I thought at the time and still think now that his answer was remarkably compassionate, as well as accurate and true.  Later in the interview, when asked if he felt that the President needed to apologize for his defense of the alt-right protesters ("many fine people") Young said, "I think the president needs to apologize for McConnell, for giving people black-lung jobs instead of affordable health care. I don't want to pick on the uneducated white people and blame them. We got a lot of educated, powerful white people who abuse themselves, their own people, and us more than any violence then the Klan has, can inflict on us."  

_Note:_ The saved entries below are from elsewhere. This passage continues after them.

PR #1134, opened 2022-04-03
add view.indent_markers

### LINKED ISSUE #654: [feature request] add custom indent char by user
i wanted to change the default indent marker char.'
i couldnt find something in the readme or setup.
i found this in the source code:
```lua
local function get_padding_indent_markers(depth, idx, tree, _, markers)
  local padding = ""
  if depth ~= 0 then
    local rdepth = depth/2
    markers[rdepth] = idx ~= #tree.entries
    for i=1,rdepth do
      if idx == #tree.entries and i == rdepth then
        padding = padding..'└ '
      elseif markers[i] then
        padding = padding..'│ ' -- <-----------
      else
        padding = padding..'  '
      end
    end
  end
  return padding
end
```
i guess here the indent char is located

i just want to specifiy this from a global variable or setup function.
please add this feature.

alex-courtis:
closes #654

### DIFF
--- a/README.md
+++ b/README.md
@@ -58,7 +58,7 @@ let g:nvim_tree_show_icons = {
 "1 by default, notice that if 'files' is 1, it will only display
 "if nvim-web-devicons is installed and on your runtimepath.
 "if folder is 1, you can also tell folder_arrows 1 to show small arrows next to the folder icons.
-"but this will not work when you set view.indent_markers.enable (because of UI conflict)
+"but this will not work when you set renderer.indent_markers.enable (because of UI conflict)
 
 " default will show icon by default if no icon is provided
 " default shows no icon by default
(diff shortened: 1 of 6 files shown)


lua/nvim-tree/renderer/init.lua
```diff
@@ -284,4 +284,12 @@ function M.render_hl(bufnr)
   end
 end
 
+function M.setup(opts)
+  M.config = {
+    indent_markers = opts.view.indent_markers,
+  }
+
+  require("nvim-tree.renderer.padding").setup(opts)
+end
```
alex-courtis, line 293: I know renderer needs a big refactor... this is just a small step.

README.md
```diff
@@ -136,6 +135,14 @@ require'nvim-tree'.setup { -- BEGIN_DEFAULT_OPTS
     number = false,
     relativenumber = false,
     signcolumn = "yes",
+    indent_markers = {
```
kyazdani42, line 138: do you think it would make more sens to move the option in a new `renderer.indent_markers` ?

alex-courtis: That works. All the renderer config :g can go in there.

I'll update on the weekend.

lua/nvim-tree/legacy.lua
```diff
@@ -169,6 +169,13 @@ local migrations = {
       o.actions.change_dir.global = vim.g.nvim_tree_change_dir_global == 1
     end
   end,
+
+  nvim_tree_indent_markers = function(o)
+    utils.table_create_missing(o, "view.indent_markers")
+    if o.view.indent_markers.enable == nil then
+      o.view.indent_markers.enable = vim.g.nvim_tree_indent_markers == 1
+    end
+  end,
```
kyazdani42, line 178: looks like this hasn't been updated :)

kyazdani42 (changes requested):

lua/nvim-tree/legacy.lua
alex-courtis: Good catch

kyazdani42 (approved):

Issue #1145, opened 2022-04-09
Preview command shouldn't open new buffers


sarmong:
When I use `tab` key to fire `preview` command, a new buffer opens for each file.
This is a bit annoying, because it clutters the buffer line and isn't really a preview anymore.

It would be nice to close the buffer of a previously _previewed_ file after opening another one, so that there can be only one _previewed_ file at a time.

As additional feature, a buffer could be made persistent if a user enters it with a cursor.

This may be a bit tricky to implement, but it kinda resembles the features of modern IDEs

kyazdani42:
I think this is a bit tricky to implement indeed, because neovim works with buffers only :smile:
What may be done is setting some options on the preview buffers to not appear in the buffer list.

lu5je0:
It maybe better to show preview in a float window.
![1](https://user-images.githubusercontent.com/17700877/162582632-8bec065e-b155-4a92-9d3a-60ca28b88876.gif)

alex-courtis:
> close the buffer of a previously _previewed_ file after opening another one

> options on the preview buffers to not appear in the buffer list

preview close will only hide the buffer as per normal `:close` rules, and I can't see any options to change that. However, we could just attempt a `:bdelete` after closing the window. We could be smart in deleting e.g. only delete if the buffer was not open before the preview.

> It maybe better to show preview in a float window.

That would be great! How did you put together that demo @lu5je0 ?

alex-courtis:
See #135 for preview floating windows.

Let's keep this issue about deleting buffers after preview.

sarmong:
I found a `bufhidden` option. 
Not sure which option would suit better for this case.

From the help:
```
	This option specifies what happens when a buffer is no longer
	displayed in a window:
	  <empty>	follow the global 'hidden' option
	  hide		hide the buffer (don't unload it), also when 'hidden'
			is not set
	  unload	unload the buffer, also when 'hidden' is set or using
			|:hide|
	  delete	delete the buffer from the buffer list, also when
			'hidden' is set or using |:hide|, like using
			|:bdelete|
	  wipe		wipe out the buffer from the buffer list, also when
			'hidden' is set or using |:hide|, like using
			|:bwipeout|

```

lu5je0:
> That would be great! How did you put together that demo @lu5je0 ?

I created a floating window by `nui.nvim`, and edit file in it.😆

alex-courtis:
[...]

PR #1149, opened 2022-04-10
feat: delete preview buffers #1145

sarmong:
This adds `bufhidden = delete` for the preview buffer, which means that the buffer will be deleted after it is no longer displayed in a window.

This value gets reset with the autocommand:
if text changes in normal or insert mode, then `bufhidden` resets and now equals to the user's `hidden` option. 

So, if you change text in preview buffer, the buffer will persist.

Also, check for `buf_loaded` is needed, so that if you press `Tab` on an already opened file, it will not become temporary with `bufhidden`

See issue #1145

### DIFF
--- a/lua/nvim-tree/actions/open-file.lua
+++ b/lua/nvim-tree/actions/open-file.lua
@@ -194,6 +194,15 @@ function M.fn(mode, filename)
   local do_split = mode == "split" or mode == "vsplit"
   local vertical = mode ~= "split"
 
+  -- Check if file is already loaded in a buffer
+  local buf_loaded = false
+  for _, bufId in ipairs(api.nvim_list_bufs()) do
+    if api.nvim_buf_is_loaded(bufId) and filename == api.nvim_buf_get_name(bufId) then
+      buf_loaded = true
+      break
+    end
+  end
+
   -- Check if filename is already open in a window
   local found = false
   for _, id in ipairs(win_ids) do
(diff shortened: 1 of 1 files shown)


sarmong:
Apparently, neovim v.0.7 introduces lua-way of defining autocommands, so this piece may be rewritten

lua/nvim-tree/actions/open-file.lua
```diff
@@ -194,6 +194,15 @@ function M.fn(mode, filename)
   local do_split = mode == "split" or mode == "vsplit"
   local vertical = mode ~= "split"
 
+  -- Check if file is already loaded in a buffer
+  local buf_loaded = false
+  for _, bufId in ipairs(api.nvim_list_bufs()) do
```
kyazdani42, line 199: bufId should be buf_id

sarmong: Thanks, changed. 
Javascript influence;)

kyazdani42 (approved):

ShiChenCong:
it's seem does not work, `is_already_loaded` always return `true`

alex-courtis:
> it's seem does not work, `is_already_loaded` always return `true`

Thanks for looking into this.

Please raise a bug and include `nvt-min.lua` so that we may replicate.

ShiChenCong:
> > it's seem does not work, `is_already_loaded` always return `true`
> 
> Thanks for looking into this.
> 
> Please raise a bug and include `nvt-min.lua` so that we may replicate.

https://github.com/kyazdani42/nvim-tree.lua/issues/1307

PR #1151, opened 2022-04-10
Feat - Add open and close tree events

HPRIOR:
Add 'open' and 'close' callbacks or 'hooks' which can be set during setup and which fire when toggling the sidebar. 

This can be used to interact with other plugins. For example, the position of a tab bar can be changed according to the width of the file tree when it is opened or closed.

### DIFF
--- a/lua/nvim-tree.lua
+++ b/lua/nvim-tree.lua
@@ -339,6 +339,16 @@ local DEFAULT_OPTS = { -- BEGIN_DEFAULT_OPTS
       },
     },
   },
+  renderer = {
+    indent_markers = {
+      enable = false,
+      icons = {
+        corner = "└ ",
+        edge = "│ ",
+        none = "  ",
+      },
+    },
+  },
   hijack_directories = {
     enable = true,
     auto_open = true,
@@ -374,6 +384,7 @@ local DEFAULT_OPTS = { -- BEGIN_DEFAULT_OPTS
     timeout = 400,
   },
   actions = {
+    use_system_clipboard = true,
     change_dir = {
       enable = true,
       global = false,
@@ -452,6 +463,7 @@ function M.setup(conf)
   require("nvim-tree.git").setup(opts)
   require("nvim-tree.view").setup(opts)
   require("nvim-tree.lib").setup(opts)
+  require("nvim-tree.renderer").setup(opts)
 
   setup_vim_commands()
   setup_autocommands(opts)
--- a/lua/nvim-tree.lua
+++ b/lua/nvim-tree.lua
@@ -10,6 +10,7 @@ local utils = require "nvim-tree.utils"
 local change_dir = require "nvim-tree.actions.change-dir"
 local legacy = require "nvim-tree.legacy"
 local core = require "nvim-tree.core"
+local events = require "nvim-tree.events"
 
 local _config = {}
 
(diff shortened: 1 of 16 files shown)


alex-courtis (changes requested):
Please document in help and readme.

See CONTRIBUTING.md

lua/nvim-tree.lua
```diff
@@ -414,6 +417,8 @@ local DEFAULT_OPTS = { -- BEGIN_DEFAULT_OPTS
       profile = false,
     },
   },
+  open_hook = function () end,
+  close_hook = function () end,
```
alex-courtis, line 421: Please default these to nil and run `update-default-opts.sh`.

alex-courtis (changes requested):

alex-courtis:
I think @HPRIOR has started something big that will grow.

Let's name configs so that we can add to it. Perhaps:
```lua
  hooks = {
    node_open = nil,
    node_close = nil,
  },
```

Maybe `actions.hooks`.

@kyazdani42 you have name ideas ;)

alex-courtis (changes requested):
These should be nvim-tree.events e.g. `nvim-tree.events.on_nvim_tree_open`

We could pass the node, like action callbacks.

HPRIOR:
Hey @alex-courtis, I'll implement the suggested changes soon. 

With regard to your previous comment (I'm not sure where it has gone) an additional section in the config would be a good idea if 'hooks' are to be added elsewhere.  Something like:

```lua
hooks = {
    tree_open = nil,
    tree_close = nil,
},
```
Would it be possible to explain how the event system works?

kyazdani42 (commented):
you don't need to setup the hooks yourself, the user will call the the event registration himself, no need to set it during setup :)

kyazdani42:
i'm not even sure you placed the event at the right location to be honest :smile: i think i would place them in view.lua. There are multiple ways the tree can be opened, it won't just work by setting it in toggle :)

HPRIOR:
@kyazdani42 thanks for your feedback. I have moved the event dispatches to `view.lua`. Let me know if there is anything else I can do. If the code is not to your liking otherwise, I would really like to see this feature at some point!

alex-courtis:
> With regard to your previous comment an additional section in the config would be a good idea

That was a mistake on my part... before I realised that we should use events ;)

alex-courtis (changes requested):
We need to document this in the help: nvim-tree.events

HPRIOR:
> We need to document this in the help: nvim-tree.events

I've added the documentation

alex-courtis (approved):

kyazdani42 (approved):

gegoune:
Another useful event would be `on_tree_leave` (or similar) for when window is not closed but no longer active.

kyazdani42:
what do you mean no longer active ? when the tree buffer is replaced by a file buffer ?

gegoune:
Apologies for not being clear. I mean event when cursor leaves nvim-tree window. Wither because file was opened or by any window movement, such as `<C-w><C-w>`.

kyazdani42:
well...
```
au WinLeave NvimTree_* ...
```
?

gegoune:
Absolutely, that's what I have at the moment, and with on open event I can replace one of autocmds, but only one. Leaving tree remains as autocmd rather than event, which feels bit odd.

kyazdani42:
Well i'm not sure how it would be different inside the plugin ^^'

gegoune:
That's absolutely alright, just thought that it could make events more complete. I am fine sticking to auto commands.

kyazdani42:
:smile: now you can define autocmd in lua with callbacks so i think it doesn't matter too much :)

gegoune:
And this is exactly what I have. Thanks though and apologies for the noise. :)

PR #1160, opened 2022-04-12
fix: fix mis-naming for system clipboard config

tshen8:
Documentation suggests that `opts.actions.use_system_clipboard` is used:
```  
actions = {
    use_system_clipboard = true,
    [...]
```
but the  actual property read is `use_sys_clipboard`.

Most likely just a typo - renaming it to match the documentation to avoid any confusion.

Related PR: https://github.com/kyazdani42/nvim-tree.lua/pull/1141


kyazdani42 (approved):
indeed, thanks :)

PR #1163, opened 2022-04-14
feat: add file completion

be-ndee:


be-ndee:
I just noticed, with this change the text after adding a file is not correct. It now says "Create file/home/ndee/foo/home/ndee/foo was properly created". Instead of just "/home/ndee/foo was properly created"... I have to fix this, before we can merge this pull request.

alex-courtis (approved):
Awesome: completes paths nicely.

kyazdani42 (approved):

Issue #1037, opened 2022-03-02
Restrict tree traversal to current working dir


steliyan:
## Is your feature request related to a problem? Please describe.
Restrict the tree traversal to the current working dir.

## Additional context
My workflow consists of opening a project dir and staying there all the time. If I need to switch between projects, I use `tmux`, so I don't really want to be able to go outside my working dir.

## Describe the solution you'd like
Integrate the following code to the plugin itself. :))

_\* Of course, handle edge-cases as I haven't tested a lot of scenarios, although I didn't hit any problems with my monkey-patching approach._ 🙈 

## Describe alternatives you've considered
Initially, I've tried passing a callback to the `dir_up` action, but this doesn't work if you have the root folder shown as you can change it, not by `-`, but by pressing `Enter` on it.

```lua
local change_dir_action = require('nvim-tree.actions.change-dir')
local original_force_dirchange = change_dir_action.force_dirchange

local function force_dirchange(foldername, ...)
  if vim.fn.getcwd() > foldername then
    return
  end

  original_force_dirchange(foldername, ...)
end

change_dir_action.force_dirchange = force_dirchange
```

## Config
```lua
require('nvim-tree').setup({
  hijack_netrw = true,
  hijack_cursor = true,
  nvim_tree_respect_buf_cwd = false,
  update_cwd = false,
  actions = {
    open_file = {
      quit_on_open = true,
    },
    change_dir = {
      enable = false,
      global = false,
    },
  },
  update_focused_file = {
    enable = true,
    update_cwd = false,
    ignore_list = {},
  },
  git = {
    enable = true,
    ignore = false,
    timeout = 500,
  }
})
```

Maybe this is something that can go in the wiki, although it's a bit hacky.

kyazdani42:
I agree it's a bit hacky and a bit too specific to be implemented in the plugin. I guess a simple wiki page would do the trick :)

alex-courtis:
I hacked this into change-dir with a restrict option: #1171 https://github.com/kyazdani42/nvim-tree.lua/pull/1171/files

It works for the situations I tried: global, change_cwd, close/open.

What do you think about this as an option @kyazdani42 ?

alex-courtis:
An alternative for you @steliyan : add a `.` [custom action](https://github.com/alex-courtis/arch/blob/master/config/nvim/lua/amc/nvim-tree.lua#L8).

alex-courtis:
[...]

PR #1171, opened 2022-04-16
add actions.change_dir.restrict_above_cwd

alex-courtis:
#1037

### DIFF
--- a/lua/nvim-tree/actions/change-dir.lua
+++ b/lua/nvim-tree/actions/change-dir.lua
@@ -8,6 +8,7 @@ local M = {
   current_tab = a.nvim_get_current_tabpage(),
   options = {
     global = false,
+    restrict = true,
     change_cwd = true,
   },
 }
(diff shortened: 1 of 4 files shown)


lua/nvim-tree/actions/change-dir.lua
```diff
@@ -19,6 +20,7 @@ function M.fn(name, with_open)
 
   local foldername = name == ".." and vim.fn.fnamemodify(utils.path_remove_trailing(core.get_cwd()), ":h") or name
   local no_cwd_change = vim.fn.expand(foldername) == core.get_cwd()
+    or not M.options.global and M.options.restrict and foldername < vim.fn.getcwd(-1, -1)
```
kyazdani42, line 23: shouldn't it be `core.get_cwd()` instead of vim.fn.getcwd ?

alex-courtis: > shouldn't it be `core.get_cwd()` instead of vim.fn.getcwd ?

I think I used that so that it works with the other options: global and change_cwd. I shall experiment further.

The question is whether you are happy for this to go in; there is an alternative for the user: https://github.com/kyazdani42/nvim-tree.lua/issues/1037#issuecomment-1100576089

alex-courtis: We definitely want to check against the global cwd, not core's, which may be underneath.

Tested with permutations of change_cwd and global.

global works exactly as documented: the user cannot change a directory upwards. We could disable restrict_above_cwd when global is set, however I prefer to let the user configure this.

kyazdani42 (approved):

The conversation went on to address the situation here in Atlanta, and Young noted that there are now 2,500 German companies in and around the city of Atlanta creating jobs. They’re not taking jobs away from Germany, but they’re hiring Americans, black and white and Hispanic and Asian.
"And that’s a long way because I grew up in New Orleans in 1936. . . The German American Bund and headquarters of the Nazi party was 50 yards from where I was born. So I’ve been dealing with Nazism and white supremacy since I was four years old. And my father said, 'Look, that’s a sickness. You don’t ever let them get you upset and don’t ever get angry at sick people. You don’t get mad. You get smart. You don’t want – they cannot help you. But if you can help them, you ought to try.'
"From 4-years-old," Young explained, "my father use to tap me in the face to try to get me upset and if I swung back at him, he would slap me upside my head. He said 'See, if you start getting emotional in a fight, you’re going to lose the fight. Don't get mad, get smart.'"

When Todd brought up the topic of Confederate symbols in Atlanta, such as the statues on Stone Mountain, Young reminded him what it cost the State of Georgia when we took down the Confederate flag. "It cost us an election and that election cost us $14.9 billion and 70,000 health-care jobs that we would have had in Georgia if we had not gotten to foolin’ with that flag."  Young went on to describe traffic and transit options that he felt were lost due to the flag issue, concluding people ought to "wave the Confederate flag and be happy while you’re sitting in traffic."

On the subject of militants on both sides of the issue - the alt-right militants and the so-called Antifa militants - Young said, "They ought to quiet down and get to work. Register some voters, teach some children, treat their wives a little better, and learn what it means to be man in the 21st century.  It doesn’t matter what color you are. That lesson goes for everybody and any color."

I had the privilege of meeting Andrew Young on a couple of occasions when he was an executive at Law Engineering.  I was impressed then by his poise and confidence, and I'm impressed now by his compassion and wisdom.  As the saying goes, they don't make them like that anymore.